A cliched romantic comedy with no chemistry between the leads
Amazon’s romantic drama flick “Something from Tiffany’s”, adapted from a novel written by Melissa Hill, explores the supposedly flawless lives of two partners. The plot of this rom-com revolves around Ethan, a single dad who is going to ask his partner to marry him, and Rachel Meyer, a young and fascinating woman, who is uncertain about her bond with her lover, Gary Wilson.
Ethan Greene buys a ring from the movie’s namesake jewelry store intending to pop the question to Vanessa. Additionally, at the exact same shop, Ethan and Gary accidentally switch up their matching shopping bags. Due to the confusion, Vanessa ends up with a set of earrings clearly bought for Rachel, while Rachel ends up with an engagement ring that was bought for Vanessa.
Owing to the whole mix-up, Rachel befriends Ethan, and as a consequence of their mutual attraction, they learn what real love is like. The two leads’ accidental encounters and blossoming passion make for a semi-touching love story.
The stunning jewel-toned opening sequence brings to mind a timeless, dreamy elegant New York City during December. The place is glistening with Christmas decorations and crisp snowflakes, with Dean Martin singing “I’ve Got My Love to Keep Me Warm”.
The feel-good, Christmas-themed rom-com offers a fairytale-like plot. While the characters conquer significant dilemmas to discover love, the protagonists offer a dimension of emotional relatability. Therefore, the allegedly fairytale-like romantic drama between Rachel and Ethan seems rooted in reality.
The movie contains all the elements that one could enjoy in a Christmas rom-com including two attractive central characters who are about to experience changes in their relationships, two unlikable spouses and a boatload of cheesiness in between. However, the film falls short as there is no chemistry between the two protagonists and it lacks a compelling enough narrative to entice viewers to watch it.
Among the primary issues with this contemporary rom-com, besides from the absence of chemistry between its leads, is that it does not have engaging, multifaceted characters. Everybody in this movie ultimately comes off as more of a notion than an actual person. The chaotic protagonist, the toxic, negligent fiancé, the single father with a big heart, the intelligent child who is mature beyond her age, the supportive yet sassy friend, and also the fiancé who simply doesn’t fit.
The drama exudes themes of passion and friendship while addressing the beauty and thrill of Christmas as well as the approaching New Year. The movie also tackles the fragile nature of relationships and reveals what is truly required to make a bond thrive. However, the central characters aren’t given time to develop and the depiction of their relationship makes the movie feel terribly bland. The viewers expect to see how the lovers are about to move forward in their relationship. Sadly, though, there isn’t much time set up for audiences to learn about the couple and also how they got to that point.
When it comes to the secondary characters, the holiday flick lacks substance. The drama does not attempt to develop any of them beyond a single dimension.
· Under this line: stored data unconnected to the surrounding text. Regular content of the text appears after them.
PR #2557, opened 2026-07-17
refactor(aarch64/lscpu): Make implementer IDs more obvious

Gelbpunkt:
It was just pointed out to me that these are actually mostly just ASCII values of the first letters of the manufacturer names. Where it makes sense, we can use this more obvious representation of the implementer IDs.


mkroening (approved):
Thanks! :)

PR #2558, opened 2026-07-19
xtask: wait for the stdin echo instead of a fixed delay

stlankes:
test_stdin fed each message to the guest with a one-second pause and then terminated QEMU immediately, reading the echoed output only afterwards. On a slow target the last echo had not been written yet when QEMU was killed, so the collected output ended mid-line and the assertion failed intermittently. This showed up on [aarch64_be](https://github.com/hermit-os/kernel/actions/runs/29453848137/job/87482443036?pr=2555), which is emulated without hardware acceleration.

Collect the guest's stdout on a background thread and wait until every message has been echoed (bounded by a 60 s timeout) before terminating QEMU. The check no longer depends on the guest keeping pace with a fixed schedule.

### DIFF
--- a/xtask/src/ci/qemu.rs
+++ b/xtask/src/ci/qemu.rs
@@ -3,7 +3,8 @@ use std::net::{IpAddr, Ipv4Addr, SocketAddr, TcpStream, UdpSocket};
 use std::path::Path;
 use std::process::{Child, Command, ExitStatus, Stdio};
 use std::str::from_utf8;
-use std::time::Duration;
+use std::sync::mpsc;
+use std::time::{Duration, Instant};
 use std::{env, fs, io, thread};
 
 use anyhow::{Context, Result, bail, ensure};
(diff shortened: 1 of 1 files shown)


mkroening (changes requested):
This alone does not seem to fix the issue: https://github.com/hermit-os/kernel/actions/runs/29735468922/job/88329640752?pr=2293

stlankes:
If remember correctly, this issue was fixed by [2f10654](https://github.com/hermit-os/kernel/pull/2555/commits/2f10654572d860865cb001696671e9d5f8c74733)

mkroening:
> If remember correctly, this issue was fixed by [2f10654](https://github.com/hermit-os/kernel/pull/2555/commits/2f10654572d860865cb001696671e9d5f8c74733)

I don't think that fixes the issue. I think you were lucky. The issue is spurious, and I can still reproduce it with all of https://github.com/hermit-os/kernel/pull/2555 merged: https://github.com/hermit-os/kernel/actions/runs/29830730765/job/88634571115?pr=2293

PR #2572, opened 2026-07-22
fix(virtio/pci): map BARs only once

cagatay-y:
It is possible for multiple capabilities to be accessed through the same base address, so only create a new mapping if one does not already exist for the BAR slot.

### DIFF
--- a/src/drivers/net/rtl8139.rs
+++ b/src/drivers/net/rtl8139.rs
@@ -9,7 +9,7 @@ use core::mem::ManuallyDrop;
 use core::ptr::NonNull;
 
 use endian_num::{le16, le32, le64};
-use pci_types::{Bar, CommandRegister, MAX_BARS};
+use pci_types::CommandRegister;
 use smoltcp::phy::DeviceCapabilities;
 use thiserror::Error;
 use volatile::access::{NoAccess, ReadOnly, ReadWrite};
@@ -746,19 +746,15 @@ pub(crate) fn init_device(
 	handlers: &mut InterruptHandlerMap,
 ) -> Result<RTL8139Driver, DriverError> {
 	let irq = device.get_irq().unwrap();
-	let mut regs = None;
-
-	for i in 0..MAX_BARS {
-		let Some(Bar::Memory32 { .. }) = device.get_bar(i.try_into().unwrap()) else {
-			continue;
-		};
-
-		let (addr, _size) = device.memory_map_bar(i.try_into().unwrap(), true).unwrap();
-
-		regs = Some(unsafe { VolatileRef::new(NonNull::new(addr.as_mut_ptr()).unwrap()) });
-	}
-
-	let mut regs = regs.ok_or(DriverError::InitRTL8139DevFail(RTL8139Error::Unknown))?;
+	let mut regs = device
+		.memory_map_bars(true)
+		.into_iter()
+		.find_map(|bar| {
+			bar.map(|(addr, _size)| unsafe {
+				VolatileRef::new(NonNull::new(addr.as_mut_ptr()).unwrap())
+			})
+		})
+		.ok_or(DriverError::InitRTL8139DevFail(RTL8139Error::Unknown))?;
 
 	debug!("Found RTL8139 at IO {regs:?} (irq {irq})");
 
--- a/src/drivers/virtio/transport/pci.rs
+++ b/src/drivers/virtio/transport/pci.rs
@@ -581,6 +581,8 @@ pub(crate) fn map_caps(
 	#[cfg(target_arch = "x86_64")]
 	let mut msix_table = None;
 
+	let bar_mappings = device.memory_map_bars(true);
+
 	// Reads all PCI capabilities, starting at the capabilities list pointer from the
 	// PCI device.
 	//
@@ -594,7 +596,7 @@ pub(crate) fn map_caps(
 					continue;
 				}
 				let slot = cap.bar;
-				let Some((addr, size)) = device.memory_map_bar(slot, true) else {
+				let Some((addr, size)) = bar_mappings[usize::from(slot)] else {
 					continue;
 				};
 				let Some(pci_cap) = PciCap::new(
@@ -661,9 +663,12 @@ pub(crate) fn map_caps(
 			#[cfg(target_arch = "x86_64")]
 			PciCapability::MsiX(mut msix_capability) => {
 				msix_capability.set_enabled(true, device.access());
-				let (base_addr, _) = device
-					.memory_map_bar(msix_capability.table_bar(), true)
-					.unwrap();
+
+				// the capability should provide a valid BAR ID and "[t]he BAR [...] must map
+				// Memory Space" (PCIe spec. 6.0 sec. 7.7.2) for the MSI-X capability
+				let (base_addr, _) =
+					bar_mappings[usize::from(msix_capability.table_bar())].unwrap();
+
 				let table_ptr = NonNull::slice_from_raw_parts(
 					NonNull::with_exposed_provenance(
 						core::num::NonZero::new(
--- a/src/drivers/pci.rs
+++ b/src/drivers/pci.rs
@@ -111,53 +111,65 @@ impl<T: ConfigRegionAccess> PciDevice<T> {
 		}
 	}
 
-	/// Memory maps pci bar with specified index to identical location in virtual memory.
+	/// Memory maps pci BARs to identical location in virtual memory.
 	/// no_cache determines if we set the `Cache Disable` flag in the page-table-entry.
-	/// Returns (virtual-pointer, size) if successful, else None (if bar non-existent or IOSpace)
-	pub fn memory_map_bar(&self, index: u8, no_cache: bool) -> Option<(VirtAddr, usize)> {
-		let (address, size, prefetchable, _width) = match self.get_bar(index) {
-			Some(Bar::Io { .. }) => {
-				warn!("Cannot map IOBar!");
+	/// Element at index is [Some] if the mapping of the BAR at the same index is successful, else [None] (if bar non-existent or IOSpace)
+	pub fn memory_map_bars(&self, no_cache: bool) -> [Option<(VirtAddr, usize)>; MAX_BARS] {
+		let mut should_skip = false;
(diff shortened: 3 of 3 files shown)


stlankes:
@cagatay-y @mkroening @jounathaen Sorry, this PR was my test if an LLM is able to support reviews. I am not sure, if this helps...

src/drivers/virtio/transport/pci.rs
```diff
@@ -695,9 +701,8 @@ pub(crate) fn map_caps(device: &PciDevice<PciConfigRegion>) -> Result<UniCapsCol
 			#[cfg(target_arch = "x86_64")]
 			PciCapability::MsiX(mut msix_capability) => {
 				msix_capability.set_enabled(true, device.access());
-				let (base_addr, _) = device
-					.memory_map_bar(msix_capability.table_bar(), true)
-					.unwrap();
+				let (base_addr, _) =
+					bar_mappings[usize::from(msix_capability.table_bar())].unwrap();
```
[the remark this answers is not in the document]
cagatay-y: If `memory_map_bar` returns `None`, either the BAR is in IO space, which is forbidden for MSI-X capabilities, or the BAR index is invalid, which would indicate an error with the device, or somewhere along the way we made a mistake that we cannot really recover from, so I think it is reasonable to panic but I added a commit to `expect` instead of `unwrap` to clarify the reasons.

src/drivers/virtio/transport/pci.rs
```diff
@@ -638,7 +644,7 @@ pub(crate) fn map_caps(device: &PciDevice<PciConfigRegion>) -> Result<UniCapsCol
 					continue;
 				}
 				let slot = cap.bar;
-				let Some((addr, size)) = device.memory_map_bar(slot, true) else {
+				let Some((addr, size)) = *bar_mappings[usize::from(slot)] else {
```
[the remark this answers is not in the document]
cagatay-y: The `LazyCell` also does the same call.

src/drivers/virtio/transport/pci.rs
```diff
@@ -625,6 +627,10 @@ pub(crate) fn map_caps(device: &PciDevice<PciConfigRegion>) -> Result<UniCapsCol
 	#[cfg(target_arch = "x86_64")]
 	let mut msix_table = None;
 
+	let bar_mappings = array::from_fn::<_, 6, _>(|slot| {
+		LazyCell::new(move || device.memory_map_bar(u8::try_from(slot).unwrap(), true))
```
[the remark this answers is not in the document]
cagatay-y: `device` is a reference that is provided to the function, so if I am not mistaken its lifetime is the whole function, and `bar_mappings` does not escape the function. I also suspect that the compiler would enforce that lifetime but I'm not sure.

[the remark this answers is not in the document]
cagatay-y: > `slot` is derived from `cap.bar` (a u8)

`slot` is derived from the size of the array, which is 6. It wouldn't panic because `memory_map_bar` would simply return `None`, but the code would be incorrect already by the size 7.

cagatay-y:
> Sorry, this PR was my test if an LLM is able to support reviews. I am not sure, if this helps...

I replied to the comments in case it is useful for the evaluation of the test :)

src/drivers/virtio/transport/pci.rs
```diff
@@ -625,6 +627,10 @@ pub(crate) fn map_caps(device: &PciDevice<PciConfigRegion>) -> Result<UniCapsCol
...
+	});
+
```
mkroening: Instead of having lazy options, why not eagerly map the BARs to have them available at the beginning? This would seem more straightforward to me.

Are you expecting a performance impact due to evaluating BARs that are not used afterwards?

mkroening (changes requested):
Thanks! :)

src/drivers/virtio/transport/pci.rs
cagatay-y: Not really. The lazy cell just seemed to better match what the function intends to do, but constructing the array eagerly also makes sense, considering the fact that the lazy cell consumes more memory (though probably also insignificant performance-wise). The related functions should be able to handle non-existent BAR values.

mkroening: If performance is not a concern here, I think eagerly evaluating is easier to understand, then. That way, we can avoid having to keep in mind when exactly this is evaluated later.

Or are we expecting that most BARs will end up unused?

cagatay-y: I didn't test them all but if I recall correctly the ones I tested used one for all the virtio capabilities and one for the MSI-X table, if it exists.

src/drivers/virtio/transport/pci.rs
```diff
@@ -695,9 +699,9 @@ pub(crate) fn map_caps(device: &PciDevice<PciConfigRegion>) -> Result<UniCapsCol
 			#[cfg(target_arch = "x86_64")]
 			PciCapability::MsiX(mut msix_capability) => {
 				msix_capability.set_enabled(true, device.access());
-				let (base_addr, _) = device
-					.memory_map_bar(msix_capability.table_bar(), true)
-					.unwrap();
+				let (base_addr, _) = bar_mappings[usize::from(msix_capability.table_bar())].expect(
+					"the capability should provide a valid BAR ID and \"[t]he BAR [...] must map Memory Space\" (PCIe spec. 6.0 sec. 7.7.2) for the MSI-X capability",
```
mkroening: Could you move this into a comment above the statement? :)

mkroening: Done :)

mkroening (approved):

mkroening (changes requested):
The CI failure does not seem to be spurious. I am wondering what goes wrong exactly. Maybe we need to go back to lazy cells after all. What kind of issue does this PR resolve? Is there a bug, or is this just to save resources?

By the way: where does the number six come from?

cagatay-y:
> The CI failure does not seem to be spurious. I am wondering what goes wrong exactly.

The issue is that if a base address is 64 bits, it occupies two slots, so the slot after it is invalid as a BAR by itself. When we blindly try to map the slot that is occupied by the second part of the previous BAR, it returns values that cannot be interpreted as a BAR. There does not seem to be a way to tell that it is not a BAR by itself without reading the previous one and skipping the current one accordingly.

> Maybe we need to go back to lazy cells after all. 

We can either switch back to lazy cells or solve the issue by iterating over the slot numbers and skipping one if the previous slot was a 64-bit one. That would require changing the current `memory_map_bar` implementation, though, as it does not provide the BAR type information to the caller. Which approach would you prefer?

> What kind of issue does this PR resolve? Is there a bug, or is this just to save resources?

I did not encounter an issue caused by the current behavior but mapping the same address twice seemed like an accident to me.

> By the way: where does the number six come from?

Per PCIe spec. sec. 7.5.1.2.1 "A Type 0 Configuration Space Header has six DWORD locations allocated for Base Address registers starting at offset 10h in Configuration Space." I should introduce a constant with a descriptive name for that.

By the way, do you think it would make sense to have the virtio-console test later amongst the virtio tests? For the common virtio issues it could be nice to have the tests where the console output is not affected earlier, so that the CI output is more helpful.

src/drivers/net/rtl8139.rs
```diff
@@ -746,19 +746,15 @@ pub(crate) fn init_device(
...
-		regs = Some(unsafe { VolatileRef::new(NonNull::new(addr.as_mut_ptr()).unwrap()) });
-	}
-
-	let mut regs = regs.ok_or(DriverError::InitRTL8139DevFail(RTL8139Error::Unknown))?;
+	let mut regs = device
+		.memory_map_bars(true)
+		.into_iter()
+		.find_map(|bar| {
+			bar.map(|(addr, _size)| unsafe {
+				VolatileRef::new(NonNull::new(addr.as_mut_ptr()).unwrap())
```
cagatay-y, line 754: The behaviour is slightly different:
- We now accept 64-bit BARs.
  32-bit BAR choice was made in 7246792, maybe @Gelbpunkt can chime in on if 64-bit BARs are also okay.
- We use the first BAR that we can map.
  The driver originally used the first IO BAR it could find and was changed to use the last one with https://github.com/hermit-os/kernel/commit/75013ce501de5e298c0a59b6e10c93324536873c#diff-81e90c26a83946cda84acea9ea30c793496f20651faf921f080cba1347c3c2e6R438-R444. There is not information in the commit message to indicate if that was intentional. We can reverse the iterator to achieve the same effect, if necessary.

mkroening:
> We can either switch back to lazy cells or solve the issue by iterating over the slot numbers and skipping one if the previous slot was a 64-bit one. That would require changing the current `memory_map_bar` implementation, though, as it does not provide the BAR type information to the caller. Which approach would you prefer?

Let's go lazy, then. ^^

> By the way, do you think it would make sense to have the virtio-console test later amongst the virtio tests? For the common virtio issues it could be nice to have the tests where the console output is not affected earlier, so that the CI output is more helpful.

I did originally put them to the non-virtio `stdin` test, but your reasoning makes sense. Feel free to submit a PR. 👍

cagatay-y:
> Let's go lazy, then. ^^

I've realized that rather than returning the BAR type information to the caller, we can move the array construction into the mapping function. The latest commit does that. Should I revert to lazy cells or is the current version good?

I've also left a review comment about a change in the RTL8139 driver's behavior if we end up going with the eager approach.

src/drivers/net/rtl8139.rs
Gelbpunkt: From what I can see, QEMU's RTL8139 only implements 32-bit memory BARs:

```
[    0.015647][0][INFO  rtl8139   ] found a bar Some(Io { port: 1056899072 })
[    0.016225][0][INFO  rtl8139   ] found a bar Some(Memory32 { address: 268435456, size: 256, prefetchable: false })
[    0.017355][0][INFO  rtl8139   ] found a bar None
```

so in practice this is probably fine (as you can see from the passing tests, we do test RTL8139 on AArch64). From what I can tell, Linux doesn't care whether they are 32-bit or 64-bit either.

mkroening (approved):
Thanks! :)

Additionally, it invests no time exploring the initial spouses of the flawless couple unless it is required to demonstrate that the characters are jerks, self-centered, cold-hearted, or a combination of these. Gary’s lack of sympathetic traits makes him easier to overlook, but Vanessa doesn’t appear to be beyond redemption. Still, she’s ignored.
The actors who play Rachel and Ethan (Zoey Deutch and Kendrick Sampson), perform quite well. Leah Jeffries plays her role decently too, and is aware of the importance of making her role likable. Sadly, despite what both the characters have gone through, the father-daughter bonding sequences between Daisy and Ethan are few and far between, feeling shallow as a result.
In essence, Something From Tiffany’s offers a fairly straightforward premise that is both predictable and, to some extent, comforting since it’s a rom-com. New York is shown beautifully, the holiday-themed music is amazing and Rachel’s outfits are stunning. Sadly, though, due to awkward silences and extended pauses between the primary leads, as well as a lack of chemistry seen between them, the movie fails to extend that beauty to its screenplay and narrative, which feel bland and lacking.